10-20-2008, 01:53 PM
Quote:Britain's diabetes population has risen by more than 167,000 since last year, figures show.
The total number of sufferers is now almost 2.5 million with the latest increase more than double the 2006 to 2007 rise of 83,000.
In England, an almost seven per cent increase means the number of people with diabetes has passed two million for the first time, the charity Diabetes UK said.
Over the same period the proportion of people with diabetes rose by 6.8 per cent in Northern Ireland and six per cent in Wales.
Scotland experienced the biggest rise in the UK - 16.7 per cent - partly due to improved recording of cases.
Almost nine in 10 diabetes sufferers have the type 2 form of the disease which is strongly associated with obesity and lifestyle.
There are around five million obese people in the UK, compared with almost 4.8 million last year.
Douglas Smallwood, chief executive of Diabetes UK, said: "These are truly alarming figures.
"Part of why we have seen such a huge increase can be attributed to improved screening from healthcare services and greater awareness amongst those at high risk of type 2 diabetes.
"However, there is no getting away from the fact that this large increase is linked to the obesity crisis."
He added: "Diabetes is one of the biggest health challenges facing the UK today.
"It causes heart disease, stroke, amputations, kidney failure and blindness, and more deaths than breast and prostate cancer combined.
"The NHS already spends one million pounds an hour on diabetes. The soaring diabetes prevalence will continue to put a massive strain on an already struggling NHS and unless it can respond, people's health could spiral downwards.

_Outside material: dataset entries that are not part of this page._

PR #2458, opened 2023-06-22
POWERDNS: Add option to set SOA-EDIT-API when creating zones via the API

dkim1970:
This PR adds a option to the PowerDNS provider to set soa-edit-api when creating a new zone.

This make it possible to choose SOA serial format when creating zones instead of having to set it with CURL or the pdnsutil afterwards and then run DNSControl  again with a new record to update the SOA serial.

This PR doesn't break the default behavior as it always gets created with the value DEFAULT.


tlimoncelli:
CC  @jpbede for approval

jpbede (approved):
LGTM, thanks @dkim1970!

Issue #2444, opened 2023-06-17
DNSControl treats a configured TTL of 0 as "not configured"


str4d:
While discussing the fact that Linode's API explicitly permits and returns a TTL of 0 to represent "Default", I asked in https://github.com/StackExchange/dnscontrol/issues/2440#issuecomment-1595543504:

> The question though is whether `dnscontrol` has a good way to represent "Default" in its own UX. Do any other providers have a similar concept? How do they handle a TTL of 0?

It turns out that DNSControl completely ignores any `DefaultTTL(0)` or `TTL(0)` settings, causing it to instead fall back on the global DNSControl default of 300 seconds. AFAICT the code in `pkg/js/helpers.js` handles things correctly, but when the JSON is parsed into Go, the resulting `RecordConfig` has its TTL replaced:
https://github.com/StackExchange/dnscontrol/blob/5b3bb312ea99853d1741d838d5a789cbc5eec1fb/models/record.go#L377-L379

str4d:
> AFAICT the code in pkg/js/helpers.js handles things correctly,

This is probably actually just by accident. I think the core issue here is that 0 in the TTL field _is_ being treated as "falsey" in `helpers.js` (while not present on the pathways I'm using, there are conditionals of the form `if (r.TTL)`), and the TTL field is fundamentally being treated as an optional non-zero unsigned integer, rather than an optional unsigned integer. The Go code above is just enforcing that at parse time.

Fixing this would require changing both the JavaScript and Go types to separately represent `None` and `Some(0)`. On the JavaScript side that could probably be slipped in via e.g. using `-1` to mean `None`, while on the Go side a proper `Optional` type would help.

str4d:
These are all the spots in the Go code that map `0` to `DefaultTTL`:
https://github.com/StackExchange/dnscontrol/blob/5b3bb312ea99853d1741d838d5a789cbc5eec1fb/models/record.go#L377-L379
https://github.com/StackExchange/dnscontrol/blob/5b3bb312ea99853d1741d838d5a789cbc5eec1fb/pkg/normalize/validate.go#L352-L354
https://github.com/StackExchange/dnscontrol/blob/5b3bb312ea99853d1741d838d5a789cbc5eec1fb/pkg/prettyzone/prettyzone.go#L88-L90
[...]

Issue #2440, opened 2023-06-16
LINODE: TTL does not support "Default" (0)


str4d:
**Describe the bug**
I set up a `dnsconfig.js` matching the records for a domain I manage through Linode. All of the records in Linode have their TTL column set to "Default". I do not configure an explicit TTL in `dnsconfig.js` for any record, leaving it at the `dnscontrol` default.

When I run `dnscontrol preview`, every record is marked as a modification such as:
```
#1: MODIFY A example.com: (1.2.3.4 ttl=0) -> (1.2.3.4 ttl=300), Linode ID: NNN: {"type":"A","name":"","target":"1.2.3.4","ttl_sec":300}
```

**To Reproduce**
1. Configure a domain name to use Linode for DNS records.
2. Add a DNS A record to Linode with some label and IP, and leave the TTL as "Default".
3. Write a `dnsconfig.js` with the same A record label and IP, and no configured TTL.
4. `dnscontrol preview`

**Expected behavior**
No modifications should be proposed.

**Versions**
 - DNSControl version: 4.1.1 (Homebrew)
 - DNS Provider: `LINODE`

**Additional context**
The `LINODE` provider documentation has a [caveat](https://docs.dnscontrol.org/service-providers/providers/linode#caveats) that the TTLs must be from a specific list. [The file that it links to](https://github.com/linode/manager/blob/master/src/domains/components/SelectDNSSeconds.js) does not exist in the Linode source tree anymore. When I searched for an equivalent list, I found this one that explicitly includes the option `{ label: 'Default', value: 0 }`.

https://github.com/linode/manager/blob/07be31a25399c8583a55a3727b8a38e0a6e25cd7/packages/manager/src/features/Domains/DomainRecordDrawer.tsx#L320-L336

str4d:
[Linode's own documentation](https://www.linode.com/docs/products/networking/dns-manager/guides/troubleshooting-dns/#set-the-time-to-live-or-ttl) confirms that the default TTL is still one day.

TomOnTime:
CC @koesie10 

Interesting bug!

That raises an interesting question.  Should allowedTTLValues (https://github.com/StackExchange/dnscontrol/blob/d00804b4f51c5b95137b50b15c747493de1475d5/providers/linode/linodeProvider.go#L29) be changed to include `0` or should the fixTTL function turn 0 into 86400?  (I think the first option)

str4d:
[...]

PR #2475, opened 2023-07-10
Add a TTL model

str4d:
This unifies the logic for handling the dnscontrol-default TTL, and frees up the TTL value 0 for use by providers (e.g. Linode, which uses it as its sentinel for its default TTL).

Closes StackExchange/dnscontrol#2444.


str4d:
With this change, I am able to fully resolve #2440 by adding an explicit `DefaultTTL(0)` to all of my `DSP_LINODE` sections. It would be slightly cleaner if providers could override the global `DefaultTTL` for themselves, but that was a more complex change, whereas the new `models.TTL` is simpler to reason about.

providers/exoscale/exoscaleProvider.go
```diff
@@ -269,8 +269,8 @@ func (c *exoscaleProvider) createRecordFunc(rc *models.RecordConfig, domainID st
 			Priority: prio,
 		}
 
-		if rc.TTL != 0 {
-			ttl := int64(rc.TTL)
+		if rc.TTL.Value() != 0 {
+			ttl := int64(rc.TTL.Value())
```
str4d, line 273: This is an example of where a provider was explicitly checking for 0, in a place where it could never be reached (as `dnscontrol` always replaced `0` with `DefaultTTL` before reaching this point). I presumed that this check was intentional and thus left it in place (as it is now triggerable).

providers/linode/linodeProvider.go
```diff
@@ -277,7 +277,7 @@ func toReq(dc *models.DomainConfig, rc *models.RecordConfig) (*recordEditRequest
 		Type:     rc.Type,
 		Name:     rc.GetLabel(),
 		Target:   rc.GetTargetField(),
-		TTL:      int(rc.TTL),
+		TTL:      int(rc.TTL.Value()),
```
str4d, line 280: This is what fully fixes #2440:
- When no TTL is set, this evaluates to `models.DefaultTTL` (300).
- When `DefaultTTL(0)` is used explicitly, this evaluates to 0.

TomOnTime:
Hi there!  I'm on vacation so please expect delays.

Thank you for taking the time to work on this issue.  The proposed change is pretty fundamental and will require extensive discussion and testing.


I have a number of over-arching concerns:

1. I have a concern about code complexity.  Would it be less complex to declare TTL=0 to be the default?  It is not a valid TTL, thus we should be able to use it. This would eliminate a lot of the complexity especially the use of pointers.
2. Do we want to support a default TTL at all?   Every vendor has a different default TTL.  Therefore depending on the default makes the zone non-portable to other providers.  It also makes the use of dual-hosted domains more difficult.  I could be convinced that zone portability is rare and insignificant.  anyway... maybe we should simply change any "default" to (for example) 1 day; the next "push" would remove the use of default from the zone. Then all our our domain data is explicit.

Code-specific suggestions:
1. Rather than add to dns.go, please move the TTL-related code to models/ttl.go
2. ValueRef(): Is there a better term for this?  
3. A lot of tests are breaking, especially for BIND.
    cd integrationTest && go test -v -verbose -provider BIND

str4d:
> Thank you for taking the time to work on this issue. The proposed change is pretty fundamental and will require extensive discussion and testing.

Yep, as expected! I will say that I'm not claiming this PR is the optimal approach (I am not a Go or JS developer, and have fumbled my way into something that compiles and works with a specific provider), but my hope is that it helps us to coalesce around a viable approach.

> I have a number of over-arching concerns:
> 
> 1. I have a concern about code complexity.  Would it be less complex to declare TTL=0 to be the default?  It is not a valid TTL, thus we should be able to use it. This would eliminate a lot of the complexity especially the use of pointers.

In this PR I didn't do that because I was trying to preserve `dnscontrol`'s global default (to not affect the existing user API) while also enabling the full unsigned integer range to be used for per-provider TTL values (as I have not surveyed what values providers actually use for different settings).

If the global `dnscontrol` default were either removed, or set up to be the fallback if an individual provider doesn't have its own default, and we confirmed that `TTL=0` isn't used as any other kind of sentinel by any provider, then yeah using `TTL=0` for this would simplify the implementation.

As an aside, my first local attempt at this PR did not use pointers, instead opting for an `Option`-based approach (I'm a Rust developer 🦀) via a third party dependency that `dnscontrol` already depended on elsewhere. However, one single provider within `dnscontrol` required that the TTL value could itself be referenced via a pointer, which was not possible for the non-pointer `Option` type. I did not spend the time to figure out if that was a hard requirement for the provider, and instead switched to using a pointer inside an explicit `TTL` model (the latter being a better approach anyway).

> 2. Do we want to support a default TTL at all?   Every vendor has a different default TTL.  Therefore depending on the default makes the zone non-portable to other providers.  It also makes the use of dual-hosted domains more difficult.  I could be convinced that zone portability is rare and insignificant.  anyway... maybe we should simply change any "default" to (for example) 1 day; the next "push" would remove the use of default from the zone. Then all our our domain data is explicit.

I personally don't particularly care whether you want to support a default TTL or not. My own issue is "solved" by this PR, in that I'm wanting to move my DNS settings away from Linode, and all I wanted was to confirm that my `dnsconfig.js` was correct (the existing diff view makes it very hard to verify this). So I don't actually need this PR to be merged.

However, there doesn't appear to be a clear decision one way or the other regarding default TTLs, and the implicit decision to map `0` to `300` instead of having separate "unconfigured" or "default" states causes problematic interactions with individual providers (e.g. #2440). Even if there isn't support for any "default" TTL in the model, I think _having_ a TTL model (and a way to tell when the user is using it) is useful.

> Code-specific suggestions:
> 
> 1. Rather than add to dns.go, please move the TTL-related code to models/ttl.go

Done.

> 2. ValueRef(): Is there a better term for this?

IDK, I can go with whatever is standard Go naming convention here. In Rust we use `*_ref` suffixes to denote APIs that return immutable references (as opposed to owned values).

> 3. A lot of tests are breaking, especially for BIND.
>        cd integrationTest && go test -v -verbose -provider BIND

Thanks, I couldn't figure out how to run the tests. It took me a bit to figure out that I actually had to set an environment variable to get this to run:

```
cd integrationTest && BIND_DOMAIN=example.com go test -v -verbose -provider BIND
```

And the test failure was because `prettyzone` was trying to print the TTL model directly instead of `TTL.Value()`, and so was writing the address of the pointer into the zone file 😅 Fixed.

[Force-pushed](https://github.com/StackExchange/dnscontrol/compare/df6842b06072618d3813cc9560522de1729f77f4..879b16a4149d07ded9121ebfb1235b9bab647679) with changes 1 and 3.

tlimoncelli:
I appreciate all the effort you've put into this.  While this solution will work, I think there are other solutions that are more simple that will also work.  I always favor the more simple solution.

I don't think we can solve this globally until first we decide how we want TTLs to work.  Most of the TTL-handling code was written in 2016-ish when DNSControl had fewer formal design specifications (translation: we were guessing our way through most design decisions and a lot of specifics were just implemented without a formal design).  As a result, each provider handles things slightly differently.  Eventually we should do an RFC and get feedback from the community about how TTLs should work, get consensus, then implement a solution based on that feedback.

In the meanwhile, I think we should fix this just for Linode rather than doing a global change that affects nearly all providers.

Therefore, I'm asking you to start a different PR that fixes this for Linode only.

Thanks for understanding.

str4d:
> I appreciate all the effort you've put into this. While this solution will work, I think there are other solutions that are more simple that will also work. I always favor the more simple solution.

@tlimoncelli If you know of a simpler solution, I am all ears!

The core problem is the aliasing everywhere of `TTL = 0`; this needs to be addressed somehow. The JS model uses it to mean both "nothing configured" and "user explicitly configured `0`:
https://github.com/StackExchange/dnscontrol/blob/af91e37043d49ce1d5f8ecc54c0196d972772bae/pkg/js/helpers.js#L100-L109
https://github.com/StackExchange/dnscontrol/blob/af91e37043d49ce1d5f8ecc54c0196d972772bae/pkg/js/helpers.js#L251-L257
https://github.com/StackExchange/dnscontrol/blob/af91e37043d49ce1d5f8ecc54c0196d972772bae/pkg/js/helpers.js#L1048-L1051
https://github.com/StackExchange/dnscontrol/blob/af91e37043d49ce1d5f8ecc54c0196d972772bae/pkg/js/helpers.js#L222-L228

The Go model `dns.RecordConfig` is parsed directly from the JS model:

https://github.com/StackExchange/dnscontrol/blob/af91e37043d49ce1d5f8ecc54c0196d972772bae/models/record.go#L86-L92

`dns.RecordConfig` is used directly by every single provider, so any solution that alters the type of `TTL` (as this PR does) is by definition a global solution. Your request therefore prevents me from doing this.

Additionally, individual providers never see `RecordConfig.TTL = 0`, because of `normalize.ValidateAndNormalizeConfig`:
https://github.com/StackExchange/dnscontrol/blob/af91e37043d49ce1d5f8ecc54c0196d972772bae/pkg/normalize/validate.go#L348-L354

Delaying or changing this normalization would require changes to every single provider to handle the fact that their assumptions about default TTL handling have been broken. So I can't alter that either if I am to satisfy your request.

As a result of the above two implementation details, there is currently no way for the Linode provider to distinguish these three cases:
- No setting, falling back on `dnscontrol`'s global default TTL of 300 (changing this to instead fall back on the provider's default TTL is something I presume would be part of the RFC you describe).
- The user explicitly configuring `DefaultTTL(0)` (which should always be interpreted as a valid Linode TTL setting).
- The user explicitly configuring `DefaultTTL(300)`.

I'll be honest, I do not see a simpler solution than "change the type of `TTL`". I see (what I believe to be) a _more complex_ solution that allows for an incremental migration, however:
- Add a new TTL field to `dns.RecordConfig` with a different name (say, `TypedTTL`).
- Connect `TypedTTL` to the JS model in one of two ways:
  - Add similar duplicate fields to the JS model, and handle user updates to them in parallel with the existing `defaultTTL` and `ttl` fields.
  - Change the JS model to be nullable (like this PR) and then change the Go parser to parse the `ttl` field into `TypedTTL`, and then copy the parsed value into the existing `TTL` field (aliasing `None` and `Some(0)` to `0`).
- Change every single location in the codebase that modifies `dns.RecordConfig.TTL` to also modify `TypedTTL`, _except for_ `normalize.ValidateAndNormalizeConfig` (which would leverage `TypedTTL`'s `None` case as meaning "use the `dnscontrol` global default").
  - Hopefully no providers are modifying `TTL` so I don't have to modify their code.
- Change the Linode provider to use `TypedTTL` instead of `TTL`.
  - All other providers are left using `TTL` as-is.

If this approach is along the lines of what you were thinking, then I'll go ahead and implement it. And if there is some aspect of `dnscontrol` that I'm completely overlooking (as a non-Go developer or as a new contributor) that would make this way simpler, I'd love to know.

tlimoncelli:
Thank you for this proposal. Sadly I've decided not to move forward with it.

"We need to do all we can to raise awareness of the seriousness of diabetes and help people understand how a healthy lifestyle can help reduce their risk of developing type 2 diabetes."
As well as the people diagnosed with the disease, there are thought to be more than 500,000 people in the UK who have type 2 diabetes but do not know it.
The condition can go undetected for up to 10 years.
Half of people with the disease already have symptoms and complications by the time they are diagnosed, according to Diabetes UK.
The charity recently launched its Silent Assassin awareness campaign to promote awareness of diabetes and its effects.